Publication | Closed Access
Severity of Respiratory Syncytial Virus Infection Is Related to Virus Strain
273
Citations
29
References
1997
Year
The study evaluated RSV strain–disease severity associations in 265 hospitalized infants over 3 years, using a clinical–physiologic severity index to grade illness. Prematurity, underlying conditions, age ≤ 3 months, and group A RSV infection independently predicted severe disease, with group A infections more likely to require ventilation and have higher severity indices than group B infections.
The relationship between respiratory syncytial virus (RSV) strain and disease severity was assessed in 265 hospitalized infants over a 3-year period (1988–1991).

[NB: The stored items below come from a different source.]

PR #4672, opened 2026-04-28
Add pagination to credentials and project credentials page

### LINKED ISSUE #4301: Add pagination to credentials and project credentials page
The credentials and project credentials list pages do not have paginations. When a user or a project has many credentials the tables become super long. We should:

1. Limit the table to 10 credentials, oauth clients, and keychain credentials per page
2. Maybe reorganize the pages to show credentials first, keychain credentials second, and oauth clients last.
3. We could also put oauth clients behind a collapsible section to avoid always seeing them in that page (not all users wanna see them)

Image

sharleenawinja:
## Description

This PR adds pagination to the credentials, keychain credentials, and OAuth clients tables on the credentials list pages (10 items per page, with Previous/Next control). OAuth clients are now in a collapsible section, collapsed by default. Tables are ordered: credentials first, keychain credentials second, OAuth clients last.

Closes #4301

## Validation steps

1. Go to `/credentials` with more than 10 credentials — confirm the table paginates

2. Confirm the OAuth Clients section is collapsed by default and the toggle shows/hides it.

3. If there are more than 10 OAuth clients, expand the section and confirm pagination works.

4. Verify the same behaviour on **Project Settings → Credentials**.

## AI Usage

want to know!):

- [X] I have used Claude Code
- [ ] I have not used AI

## Pre-submission checklist

- [X] I have performed an AI review of my code (we recommend using `/review`
      with Claude Code)
- [X] I have updated the **changelog**.
- [X] I have ticked a box in "AI usage" in this PR

### DIFF
--- a/lib/lightning/scrivener/query_paginater.ex
+++ b/lib/lightning/scrivener/query_paginater.ex
@@ -90,7 +90,7 @@ defimpl Scrivener.Paginater, for: Ecto.Query do
   defp aggregate(
          %{
            group_bys: [
-             %Ecto.Query.QueryExpr{
+             %{
                expr: [
                  {{:., [], [{:&, [], [source_index]}, field]}, [], []} | _
                ]
--- a/lib/lightning_web/live/credential_live/credential_index_component.ex
+++ b/lib/lightning_web/live/credential_live/credential_index_component.ex
@@ -7,6 +7,8 @@ defmodule LightningWeb.CredentialLive.CredentialIndexComponent do
   alias Lightning.OauthClients
   alias Lightning.Policies
 
+  @page_size 10
+
   @impl true
   def mount(socket) do
     {:ok,
@@ -16,10 +18,14 @@ defmodule LightningWeb.CredentialLive.CredentialIndexComponent do
        can_create_project_credential: false,
        credential: nil,
        credentials: [],
+       credentials_page: 1,
        current_user: nil,
        keychain_credentials: nil,
+       keychain_credentials_page: 1,
        oauth_client: nil,
        oauth_clients: [],
+       oauth_clients_expanded: false,
+       oauth_clients_page: 1,
        project: nil,
        project_user: nil,
        projects: [],
@@ -86,6 +92,24 @@ defmodule LightningWeb.CredentialLive.CredentialIndexComponent do
      socket
      |> assign(active_modal: nil, credential: nil, oauth_client: nil)
      |> load_credentials()}
+  end
+
+  def handle_event(
+        "change_page",
+        %{"table" => table, "page" => page, "container_id" => container_id},
+        socket
+      ) do
+    page = if is_integer(page), do: page, else: String.to_integer(page)
+    key = :"#{table}_page"
+
+    {:noreply,
+     socket
+     |> assign(key, page)
+     |> push_event("scroll-to-top", %{id: container_id})}
+  end
+
+  def handle_event("toggle_oauth_clients", _params, socket) do
+    {:noreply, update(socket, :oauth_clients_expanded, &(!&1))}
   end
 
   def handle_event("show_modal", %{"target" => "new_credential"}, socket) do
@@ -401,6 +425,22 @@ defmodule LightningWeb.CredentialLive.CredentialIndexComponent do
      socket
      |> put_flash(:error, "You are not authorized to perform this action")
      |> push_patch(to: socket.assigns.return_to)}
+  end
+
+  defp paginate(list, page) when is_list(list) do
+    total = length(list)
+    total_pages = max(1, div(total + @page_size - 1, @page_size))
+    page_num = max(1, min(page, total_pages))
+    slice = Enum.slice(list, (page_num - 1) * @page_size, @page_size)
+
+    page_info = %{
+      page_number: page_num,
+      page_size: @page_size,
+      total_entries: total,
+      total_pages: total_pages
+    }
+
+    {slice, page_info}
   end
 
   defp list_credentials(user_or_project) do
--- a/lib/lightning_web/live/credential_live/credential_index_component.ex
+++ b/lib/lightning_web/live/credential_live/credential_index_component.ex
@@ -7,7 +7,13 @@ defmodule LightningWeb.CredentialLive.CredentialIndexComponent do
   alias Lightning.OauthClients
   alias Lightning.Policies
 
-  @page_size 10
+  @empty_page %{
+    entries: [],
+    page_size: 0,
+    total_entries: 0,
+    page_number: 1,
+    total_pages: 0
+  }
 
   @impl true
   def mount(socket) do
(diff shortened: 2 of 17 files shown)


sharleenawinja:
@midigofrank could you please review this PR when you have a moment? Thanks!

midigofrank:
Hey @sharleenawinja , thank you. I will review this today

josephjclark:
Hi @sharleenawinja, thank you for this! There are two tests failing in CI, I think just because some of the HTML structures have changed. Would you mind taking a look before Frank reviews this properly? You can see the errors here: https://app.circleci.com/pipelines/github/OpenFn/lightning/17326/workflows/2b9ed83e-0bac-4f14-9180-2958451d29ac/jobs/93782/tests

midigofrank (changes requested):
Hey @sharleenawinja , thank you for picking this up, you've picked a tough one, pagination in a page with multiple lists is an unchartered territory in lightning.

A severity index of clinical and physiologic parameters was used to grade illness severity. Multivariate analysis of 134 infants infected with group A RSV strains and 131 infants infected with group B strains indicated that prematurity, underlying medical conditions, group A RSV infection, and age ⩽3 months were independently associated with severe disease. Odds ratios for severe disease for these risk factors were 1.83, 2.84, 3.26, and 4.39, respectively. Among infants without underlying medical conditions, group B RSV infection rarely required ventilatory support, in contrast to group A infections (1/90 vs. 13/107; P < .006), and had significantly lower severity indices (mean ± SD, 0.6 ± 9 vs. 1.3 ± 1.9; P = .05). Results confirm earlier findings that group A RSV infection results in greater disease severity than group B infection among hospitalized infants.